* Exercise:
Every line below that has the string "like" adds one to the count. Give that count by itself.

──────── Source data

PR #1710, opened 2016-05-06
[Swift] add simple heuristic to detect incomplete DLOs during read ops

majewsky:
This is similar to waitForSegmentsToShowUp (cf. #1650) which is called during Close/Commit. Intuitively, you wouldn't expect missing segments to be a problem during read operations, since the previous Close/Commit confirmed that all segments are there.

But due to the distributed nature of Swift, the read request could be hitting a different storage node of the Swift cluster, where the segments are still missing.

Load tests on my team's staging Swift cluster have shown this to occur about once every 100-200 layer uploads when the Swift proxies are under high load. The retry logic, borrowed from waitForSegmentsToShowUp, allows the Registry to skip past this temporary inconsistency.

Tip: View the diff with [`?w=1`](https://github.com/docker/distribution/pull/1710/files?w=1).

### DIFF
--- a/registry/storage/driver/swift/swift.go
+++ b/registry/storage/driver/swift/swift.go
@@ -302,14 +302,40 @@ func (d *driver) Reader(ctx context.Context, path string, offset int64) (io.Read
 	headers := make(swift.Headers)
 	headers["Range"] = "bytes=" + strconv.FormatInt(offset, 10) + "-"
 
-	file, _, err := d.Conn.ObjectOpen(d.Container, d.swiftPath(path), false, headers)
-	if err == swift.ObjectNotFound {
-		return nil, storagedriver.PathNotFoundError{Path: path}
+	waitingTime := readAfterWriteWait
+	endTime := time.Now().Add(readAfterWriteTimeout)
+
+	for {
+		file, headers, err := d.Conn.ObjectOpen(d.Container, d.swiftPath(path), false, headers)
+		if err != nil {
+			if err == swift.ObjectNotFound {
+				return nil, storagedriver.PathNotFoundError{Path: path}
+			}
+			if swiftErr, ok := err.(*swift.Error); ok && swiftErr.StatusCode == http.StatusRequestedRangeNotSatisfiable {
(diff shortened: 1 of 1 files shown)


majewsky:
Can we merge this? The patch has been running fine in production in my team's Registry for two weeks now.

RichardScothern:
This seems fine to me.  I'd like someone else with swift knowledge to look at this though @nevermosby @lebauce

registry/storage/driver/swift/swift.go
```diff
@@ -298,14 +298,40 @@ func (d *driver) Reader(ctx context.Context, path string, offset int64) (io.Read
...
+		size, err := file.Length()
+		if err != nil {
+			return file, err
+		}
+		if isDLO && size == 0 {
+			if time.Now().Add(waitingTime).After(endTime) {
+				return nil, fmt.Errorf("Timeout expired while waiting for segments of %s to show up", path)
+			}
+			time.Sleep(waitingTime)
+			waitingTime += 2
```
dmcgowan: This should have a specific units, based on the default for `readAfterWriteWait` is this intending
```
waitingTime += 2 * time.Millisecond
```

majewsky: I don't know. I copied the retry logic from `waitForSegmentsToShowUp`. (I tried to refactor it out into a function, but it became uglier than just copying that small bit.)

cezarsa: The logic in `waitForSegmentsToShowUp` is using `waitingTime *= 2` doubling the wait time each time. Maybe the `*=` was swapped for `+=` by mistake?

majewsky: Yes, it was. I'll fix this, and rebase the branch on current master while I'm at it.

majewsky:
Is this good to go? Would like to have this in 2.5 so that I can switch back to the official images in my prod env.

RichardScothern:
Code LGTM.  The 2.5 release cutoff has already passed.  You can use the `distribution/registry` image once it's merged rather than maintain your own.

PR #1717, opened 2016-05-10
Fix compile with 'noresumabledigest' tag

noxiouz:


RichardScothern:
😱 LGTM

dmcgowan:
LGTM

registry/storage/blobwriter_nonresumable.go
```diff
@@ -7,7 +7,7 @@ import (
 )
 
 // resumeHashAt is a noop when resumable digest support is disabled.
```
dmcgowan: comment no longer matches

noxiouz:
Do I understand properly that if `noresumabledigest` is set, `(*linkedBlobStore).Resume` should not be called?

dmcgowan:
@noxiouz it does appear to be called. It seems that after this change, it compiles but does not work.

I am not able to upload and you can see `(*linkedBlobStore).Resume` is called
https://gist.github.com/dmcgowan/e29ee92bde2c3e4d9ccba99c6dd7ec53

dmcgowan:
Despite this not working, still LGTM, the feature should be compilable even if it is not working. That is a separate issue. @RichardScothern wdyt?

noxiouz:
>  It seems that after this change, it compiles but does not work.

I'm sure that it worked in 2.3.1.
I've migrated my driver implementation for 2.4 `Storage` interface and met this issue. 
So if `Resume` is not expected to be called with `noresumabledigest` tag I will try to fix it

RichardScothern:
I believe the problem was `storeHashState` returning an error from the non-resumable digest blob writer and returning an error.  This causes the request to fail and stops the data being flushed.

noxiouz:
thanks!

PR #1719, opened 2016-05-11
Handle responce from ceph correctly if no Last-Modifed header specified 

gschukin:
Handle rare case when ceph doesn't return Last-Modified for HEAD requests in case DLO manifest doesn't have any segments

Signed-off-by: Gleb Schukin <gs1983@gmail.com>

### DIFF
--- a/vendor/github.com/ncw/swift/swift.go
+++ b/vendor/github.com/ncw/swift/swift.go
@@ -1737,9 +1737,11 @@ func (c *Connection) Object(container string, objectName string) (info Object, h
 			return
 		}
 	}
-	info.ServerLastModified = resp.Header.Get("Last-Modified")
-	if info.LastModified, err = time.Parse(http.TimeFormat, info.ServerLastModified); err != nil {
-		return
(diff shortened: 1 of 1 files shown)


vendor/github.com/ncw/swift/swift.go
```diff
@@ -1737,9 +1737,14 @@ func (c *Connection) Object(container string, objectName string) (info Object, h
 			return
 		}
 	}
-	info.ServerLastModified = resp.Header.Get("Last-Modified")
-	if info.LastModified, err = time.Parse(http.TimeFormat, info.ServerLastModified); err != nil {
-		return
+	//HACK
```
RichardScothern: I think this is more of a workaround than a hack :)

RichardScothern:
LGTM

vendor/github.com/ncw/swift/swift.go
gschukin: Since Ceph behavior violates swift API I'll treat it as a hack :)

PR #1721, opened 2016-05-11
Hostnames can be optionally supported by the auth spec scope grammar

cyli:
This removes the restriction that the resource name cannot support hostnames.

### DIFF
--- a/docs/spec/auth/scope.md
+++ b/docs/spec/auth/scope.md
@@ -56,7 +56,7 @@ it.
 The resource name represent the name which identifies a resource for a resource
 provider. A resource is identified by this name and the provided resource type.
 An example of a resource name would be the name component of an image tag, such
-as "samalba/myapp".
+as "samalba/myapp" or "hostname/samalba/myapp".
 
 ### Resource Actions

────────────────

* Answer:
2